Other drugs with related modes of action, like naltrexone, have a similar problem. We need to look deeper.
Viable Research Options
Pharmaceutical companies chase after the holy grail of a less addictive analgesic, and every time they claim success, history serves them with yet another defeat. Bayer marketed heroin as a less addictive substitute for morphine; almost a century later, Purdue Pharma marketed their formulation of oxycodone as a less addictive alternative to the scores of opioids that came before it. If the physicians who read these claims seem a little too credulous, well, there are a lot of people with cancer and poorly-healed injuries. Opioids won’t make the pain go away forever, but after a few years they’ll still help you get out of bed in the morning.
A better narcotic would act as a safe analgesic, not a less addictive one. Any good analgesic is going to be addictive – drugs are habit-forming because they feel good, and the pain relief certainly doesn’t hurt – and it seems unlikely that opioids with good analgesic action but no effect on the respiratory system will be developed any time soon. There are multiple classes of opioid receptors, and there are a variety of drugs that target subsets of those receptors, but it seems like the same types of opioid receptors are involved with analgesia and respiratory control, which would make selectively targeting only one region of the brain extremely difficult.

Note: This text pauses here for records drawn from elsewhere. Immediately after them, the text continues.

PR #10697, opened 2019-10-03
Callout & Tooltip: Making background color themable.

### LINKED ISSUE #10679: TooltipHost background color isn't set by theme
### Environment Information

- **Package version(s)**: 7.29.0
- **Browser and OS versions**: any

#### Actual behavior:
TooltipHost uses `theme.palette.neutral` for the root background color, despite accepting a theme as a prop, so the root's background color never changes.

#### Expected behavior:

I propose adding analeptic drugs directly to prescription painkillers to stimulate breathing in overdose victims while they’re unconscious. Intravenous doxapram is known to be effective for counteracting respiratory depression, mostly for post-anaesthesia cases but also sometimes in opioid overdoses where naloxone isn’t an option, but there’s a surprising lack of research on whether compounding it directly into opioids is a good idea.
It is almost certainly not a good idea, for the record. Doxapram specifically is way too cute to work, although the mental image of codeine coming packaged with a strong CNS stimulant is entertaining. Doxapram works by tricking the carotid body (a biological blood gas sensor) into reporting higher blood CO2 concentration to the brain, which then responds by breathing harder, so among other problems this method stops working if the overdose is lethal. Caffeine and other methylxanthine analeptics have the same problem.

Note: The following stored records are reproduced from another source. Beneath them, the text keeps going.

PR #10711, opened 2019-10-03
Data attribute conformance

micahgodbolt:
Giving this a first pass. Worked with @joschect to sort out some of the challenges when moving from try inside of test vs tests inside of try.

Not 100% sure on Jest.Mock call, and if that's being done right. Would like to have fewer exceptions on the initial set of mounted components, but finding issues i'm guessing is related to that mock call. 

###### Microsoft Reviewers: [Open in CodeFlow](http://wpcp.azurewebsites.net/CodeFlowProtocolProxy2.php?pullrequest=https://github.com/OfficeDev/office-ui-fabric-react/pull/10711)


ecraig12345:
Is this going anywhere or should it be closed?

micahgodbolt:
good question...tossed it up to get some eyes, but haven't gotten any so far. it's not the best solution, so I'm happy to table it for now.

ecraig12345:
I guess we have too many other new things to think about right now? 😆 I could potentially take a look at this though if you could add more detail in the description about what it's doing and why.

micahgodbolt:
nah, i'll take a another stab at it later. the idea is extending our conformance testing to test other things besides classnames (like data/aria attributes). There's some re-org needed in the code to support different sets of exceptions. Probably a better all up solution we could write to support N number of tests.

PR #12318, opened 2020-03-16
Presence color props

andrehag:
#### Pull request checklist

#### Description of changes
We have a case in Microsoft Teams for the LivePersonaCard where we need to support high contrast colors for presence, when the OS/Browser is not in high contrast mode.
Since the presence-colors are not themed I added an optional prop on the Persona component that allows you to set the fore- and background colors used for presence. 

image

#### Focus areas to test

(optional)

###### Microsoft Reviewers: [Open in CodeFlow](http://wpcp.azurewebsites.net/CodeFlowProtocolProxy2.php?pullrequest=https://github.com/OfficeDev/office-ui-fabric-react/pull/12318)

Other drugs look promising but are still in the early stages of research. GAL-021, another drug that acts on the carotid body, seems to be the closest to reaching clinical trials. Two other research drugs, an ampakine called CX-717 and a 5-HT4 agonist called BIMU8, work by directly stimulating the respiratory center. None of this research is very far along, and it’s mostly conducted with the hope of creating new analeptics for emergency use on people who aren’t responsive to naloxone, but there’s no reason in principle one of these drugs couldn’t be added as an adjuvant directly to fentanyl.
Even a hypothetical combination drug that completely negated the respiratory depression effect still wouldn’t be perfectly safe. The other cause of death in opioid overdose, aspirating vomit while unconscious and suffocating, would still be an issue. But, given the amount of money poured into analgesic research every year with very little to show for it, this seems like an inexpensive and potentially very worthwhile avenue to explore.